The minimum vesting period of this scheme is one year.  n a case where SAR is granted by a company under a SAR scheme in lieu of SAR held by the employee under a SAR scheme in another company which has merged or amalgamated with the first mentioned company, the period during which the SAR granted by the transferor company were held by the employee shall be adjusted against the minimum vesting period.    In the event of death or permanent incapacity, the minimum vesting period of one year shall not be applicable and in such instances, the options shall vest on the date of death or permanent incapacity.

Rights of SAR holder

The employee holding a SAR shall not have the right to receive dividend or to vote or in any manner enjoy the benefits available to a shareholder in respect of a SAR granted to him/her.
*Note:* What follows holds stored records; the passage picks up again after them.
PR #4174, opened 2020-07-21
[uriparser] Fix null dereference in uri_dissect_query_malloc_fuzzer

rjotwani:
There was an issue in uri_dissect_query_malloc_fuzzer where our destination buffer has a size of 0, resulting in a [null-dereference](https://oss-fuzz.com/testcase-detail/5085315342270464). To fix this, I've included a check to ensure we only use the second half of our fuzzer if the buffer will have positive size.

### DIFF
--- a/projects/uriparser/uri_dissect_query_malloc_fuzzer.cc
+++ b/projects/uriparser/uri_dissect_query_malloc_fuzzer.cc
@@ -42,19 +42,20 @@ extern "C" int LLVMFuzzerTestOneInput(const uint8_t *data, size_t size) {
   if (query_list == nullptr || result != URI_SUCCESS || item_count < 0)
     return 0;
 
-  int chars_required;
+  int chars_required = 0;
   if (uriComposeQueryCharsRequiredA(query_list, &chars_required) != URI_SUCCESS)
     return 0;
 
-  if (!chars_required) return 0;
+  if (!chars_required) {
+    uriFreeQueryListA(query_list);
+    return 0;
+  }
 
   std::vector<char> buf(chars_required, 0);
   int written = -1;
-  char *dest = &buf[0];
   // Reverse the process of uriDissectQueryMallocA.
-  result = uriComposeQueryA(dest, query_list, chars_required, &written);
+  result = uriComposeQueryA(buf.data(), query_list, chars_required, &written);
 
   uriFreeQueryListA(query_list);
-
   return 0;
 }
--- a/projects/uriparser/uri_dissect_query_malloc_fuzzer.cc
+++ b/projects/uriparser/uri_dissect_query_malloc_fuzzer.cc
@@ -22,8 +22,6 @@
 #include <utility>
 #include <vector>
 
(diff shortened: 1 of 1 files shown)


projects/uriparser/uri_dissect_query_malloc_fuzzer.cc
```diff
@@ -45,7 +45,9 @@ extern "C" int LLVMFuzzerTestOneInput(const uint8_t *data, size_t size) {
   int chars_required;
   if (uriComposeQueryCharsRequiredA(query_list, &chars_required) != URI_SUCCESS)
     return 0;
-    
+
+  if (!chars_required) return 0;
+
   std::vector<char> buf(chars_required, 0);
   int written = -1;
   char *dest = &buf[0];
```
Dor1s, line 53: you can just pass `buf.data()` instead of this

projects/uriparser/uri_dissect_query_malloc_fuzzer.cc
```diff
@@ -45,7 +45,9 @@ extern "C" int LLVMFuzzerTestOneInput(const uint8_t *data, size_t size) {
   int chars_required;
   if (uriComposeQueryCharsRequiredA(query_list, &chars_required) != URI_SUCCESS)
     return 0;
-    
+
+  if (!chars_required) return 0;
```
Dor1s, line 49: do you need to call `uriFreeQueryListA` here?

alsophian, line 49: Could you initialize `chars_required` to 0 in line 45 above?  This way, we know it's initialized even if, for some reason, `uriComposeQueryCharsRequiredA` doesn't write to it.  Otherwise, this LGTM, thanks!

rjotwani: Good catch, thanks.

projects/uriparser/uri_dissect_query_malloc_fuzzer.cc
```diff
@@ -42,17 +42,20 @@ extern "C" int LLVMFuzzerTestOneInput(const uint8_t *data, size_t size) {
   if (query_list == nullptr || result != URI_SUCCESS || item_count < 0)
     return 0;
 
-  int chars_required;
+  int chars_required = 0;
   if (uriComposeQueryCharsRequiredA(query_list, &chars_required) != URI_SUCCESS)
     return 0;
-    
+
+  if (!chars_required) {
```
spq, line 49: if i understand the documentation correctly, chars_required should be incremented by 1, to account for the \0 terminator.
uriComposeQueryCharsRequiredA "returns" the number of chars EXCLUDING the \0 terminator.
uriComposeQueryA expects the size of the buffer INCLUDING the \0 terminator.
this way you never give it a NULL buffer.
but i'd argue, that it is still a bug in uriComposeQueryA if it accesses the buffer when chars_required is 0.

General Employee Benefits Scheme

The expression ‘General Employee Benefits Scheme’ (‘GEBS’ for short) is defined under Regulation 2(1)(o) as  any scheme of a company framed in accordance with these regulations, dealing in shares of the company or the shares of its listed holding company, for the purpose of employee welfare including healthcare benefits, hospital care or benefits, or benefits in the event of sickness, accident, disability, death or scholarship funds, or such other benefit as specified by such company.

Implementation

The shares of the company or shares of its listed holding company shall not exceed 10% of the book value or market value or fair value of the total assets of the scheme, whichever is lower, as appearing in its latest balance sheet (whether audited or limited reviewed) for the purposes of GEBS.   The secretarial auditor of the company shall certify this compliance at the time of adoption of such balance sheet by the company.

Retirement Benefit Scheme

The expression ‘Retirement Benefit Scheme’ (‘RBS’ for short) is defined under Regulation 2(1)(ii) as a scheme of a company framed in accordance with these regulations, dealing in shares of the company or the shares of its listed holding company, for providing retirement benefits to the employees subject to compliance with existing rules and regulations as applicable under laws relevant to retirement benefits in India.

Implementation

This scheme may be implemented by a company subject to compliance with these regulations and provisions of any other law in force in relation to retirement benefits.  The shares of the company or shares of its listed holding company shall not exceed 10% of the book value or market value or fair value of the total assets of the scheme, whichever is lower, as appearing in its latest balance sheet (whether audited or limited reviewed) for the purposes of RBS.   The secretarial auditor of the company shall certify this compliance at the time of adoption of such balance sheet by the company.